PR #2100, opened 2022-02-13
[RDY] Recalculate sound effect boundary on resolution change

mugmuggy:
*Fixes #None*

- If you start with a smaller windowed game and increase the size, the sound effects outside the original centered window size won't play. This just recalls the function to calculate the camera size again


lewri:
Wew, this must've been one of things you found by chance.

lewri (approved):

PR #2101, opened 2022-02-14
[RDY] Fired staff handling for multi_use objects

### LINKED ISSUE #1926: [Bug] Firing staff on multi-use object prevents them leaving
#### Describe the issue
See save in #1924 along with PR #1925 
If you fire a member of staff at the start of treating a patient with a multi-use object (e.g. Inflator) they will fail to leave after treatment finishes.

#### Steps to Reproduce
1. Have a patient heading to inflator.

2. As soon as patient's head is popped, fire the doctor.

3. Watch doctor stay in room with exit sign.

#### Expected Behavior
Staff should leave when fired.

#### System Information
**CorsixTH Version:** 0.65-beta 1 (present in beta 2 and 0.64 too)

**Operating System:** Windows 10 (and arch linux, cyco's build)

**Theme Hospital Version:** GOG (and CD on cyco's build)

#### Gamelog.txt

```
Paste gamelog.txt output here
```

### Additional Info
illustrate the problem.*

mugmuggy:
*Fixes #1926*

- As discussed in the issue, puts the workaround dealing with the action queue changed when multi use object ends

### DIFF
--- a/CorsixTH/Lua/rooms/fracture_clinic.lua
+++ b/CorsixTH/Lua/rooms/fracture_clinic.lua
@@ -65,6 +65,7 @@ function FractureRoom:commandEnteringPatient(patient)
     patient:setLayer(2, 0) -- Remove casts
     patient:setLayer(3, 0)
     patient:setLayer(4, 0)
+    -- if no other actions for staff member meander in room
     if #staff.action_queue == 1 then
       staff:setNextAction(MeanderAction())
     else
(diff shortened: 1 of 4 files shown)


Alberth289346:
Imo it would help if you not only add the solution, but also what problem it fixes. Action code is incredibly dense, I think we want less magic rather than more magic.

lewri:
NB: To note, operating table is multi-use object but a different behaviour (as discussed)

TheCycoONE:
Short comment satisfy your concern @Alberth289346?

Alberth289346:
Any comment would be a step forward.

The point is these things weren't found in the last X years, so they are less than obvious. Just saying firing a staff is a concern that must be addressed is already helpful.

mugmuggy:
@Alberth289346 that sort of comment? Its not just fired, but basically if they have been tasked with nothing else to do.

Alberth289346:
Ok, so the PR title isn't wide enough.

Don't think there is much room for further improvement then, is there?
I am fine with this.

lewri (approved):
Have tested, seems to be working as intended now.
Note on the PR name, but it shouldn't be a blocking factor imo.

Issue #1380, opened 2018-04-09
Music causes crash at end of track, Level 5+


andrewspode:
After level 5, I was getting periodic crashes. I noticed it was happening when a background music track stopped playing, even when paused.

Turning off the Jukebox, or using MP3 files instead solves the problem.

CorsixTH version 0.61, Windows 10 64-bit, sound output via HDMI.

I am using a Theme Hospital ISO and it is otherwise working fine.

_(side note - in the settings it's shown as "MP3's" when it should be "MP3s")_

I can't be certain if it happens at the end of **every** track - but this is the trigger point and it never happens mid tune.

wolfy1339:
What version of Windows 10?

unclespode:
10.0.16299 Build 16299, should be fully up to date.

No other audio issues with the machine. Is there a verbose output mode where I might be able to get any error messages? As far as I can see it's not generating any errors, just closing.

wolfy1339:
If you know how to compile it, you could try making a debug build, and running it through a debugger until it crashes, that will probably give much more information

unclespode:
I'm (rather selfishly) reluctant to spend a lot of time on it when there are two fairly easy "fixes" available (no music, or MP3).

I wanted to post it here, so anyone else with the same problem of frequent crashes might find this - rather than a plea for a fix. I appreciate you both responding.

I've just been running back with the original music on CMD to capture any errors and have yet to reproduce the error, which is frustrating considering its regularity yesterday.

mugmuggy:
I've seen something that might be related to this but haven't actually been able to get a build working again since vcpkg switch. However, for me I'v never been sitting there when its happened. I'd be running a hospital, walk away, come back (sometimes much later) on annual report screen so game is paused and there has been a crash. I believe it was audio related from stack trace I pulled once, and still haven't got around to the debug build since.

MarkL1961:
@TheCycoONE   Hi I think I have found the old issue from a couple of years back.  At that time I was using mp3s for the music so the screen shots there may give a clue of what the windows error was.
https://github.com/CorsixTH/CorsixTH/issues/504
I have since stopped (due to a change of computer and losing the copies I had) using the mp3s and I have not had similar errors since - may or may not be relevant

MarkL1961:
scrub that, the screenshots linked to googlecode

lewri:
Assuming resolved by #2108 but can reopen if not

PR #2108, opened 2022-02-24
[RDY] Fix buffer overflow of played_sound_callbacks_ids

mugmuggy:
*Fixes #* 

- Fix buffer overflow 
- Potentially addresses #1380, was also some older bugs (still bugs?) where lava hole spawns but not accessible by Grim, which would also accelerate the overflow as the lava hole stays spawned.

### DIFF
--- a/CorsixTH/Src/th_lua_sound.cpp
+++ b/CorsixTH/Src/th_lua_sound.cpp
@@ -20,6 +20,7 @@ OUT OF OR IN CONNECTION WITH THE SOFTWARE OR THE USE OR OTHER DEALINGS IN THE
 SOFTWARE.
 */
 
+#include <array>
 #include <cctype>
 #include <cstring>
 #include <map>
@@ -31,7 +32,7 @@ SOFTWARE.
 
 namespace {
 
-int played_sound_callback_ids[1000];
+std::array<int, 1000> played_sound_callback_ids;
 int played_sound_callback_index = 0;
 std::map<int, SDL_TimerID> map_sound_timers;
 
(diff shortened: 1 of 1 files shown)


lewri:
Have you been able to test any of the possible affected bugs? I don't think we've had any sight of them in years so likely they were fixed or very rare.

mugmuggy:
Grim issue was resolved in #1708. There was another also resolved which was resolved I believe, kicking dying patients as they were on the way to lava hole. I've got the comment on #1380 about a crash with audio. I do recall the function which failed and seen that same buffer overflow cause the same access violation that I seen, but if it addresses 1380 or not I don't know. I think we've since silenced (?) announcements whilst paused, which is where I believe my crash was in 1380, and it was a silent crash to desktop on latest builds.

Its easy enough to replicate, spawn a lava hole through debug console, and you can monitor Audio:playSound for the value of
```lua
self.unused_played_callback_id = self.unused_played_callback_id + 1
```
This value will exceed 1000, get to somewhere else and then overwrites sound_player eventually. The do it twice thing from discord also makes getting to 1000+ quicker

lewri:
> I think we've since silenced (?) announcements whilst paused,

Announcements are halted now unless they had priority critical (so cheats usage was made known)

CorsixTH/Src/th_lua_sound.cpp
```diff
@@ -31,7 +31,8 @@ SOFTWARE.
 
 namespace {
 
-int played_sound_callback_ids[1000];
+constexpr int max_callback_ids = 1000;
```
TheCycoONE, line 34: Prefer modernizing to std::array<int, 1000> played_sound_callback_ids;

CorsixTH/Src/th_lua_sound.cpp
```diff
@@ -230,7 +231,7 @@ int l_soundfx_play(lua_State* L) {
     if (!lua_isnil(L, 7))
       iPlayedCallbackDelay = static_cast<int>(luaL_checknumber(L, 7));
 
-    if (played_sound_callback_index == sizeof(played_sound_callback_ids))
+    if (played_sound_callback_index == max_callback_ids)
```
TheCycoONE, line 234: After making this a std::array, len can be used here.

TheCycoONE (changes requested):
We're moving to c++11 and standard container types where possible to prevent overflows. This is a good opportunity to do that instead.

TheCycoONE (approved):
________________________
TRY IT | Each line in the records above that contains the word "then" must be copied.

SOLUTION TO THIS TASK |
     if #staff.action_queue == 1 then
Don't think there is much room for further improvement then, is there?
This value will exceed 1000, get to somewhere else and then overwrites sound_player eventually. The do it twice thing from discord also makes getting to 1000+ quicker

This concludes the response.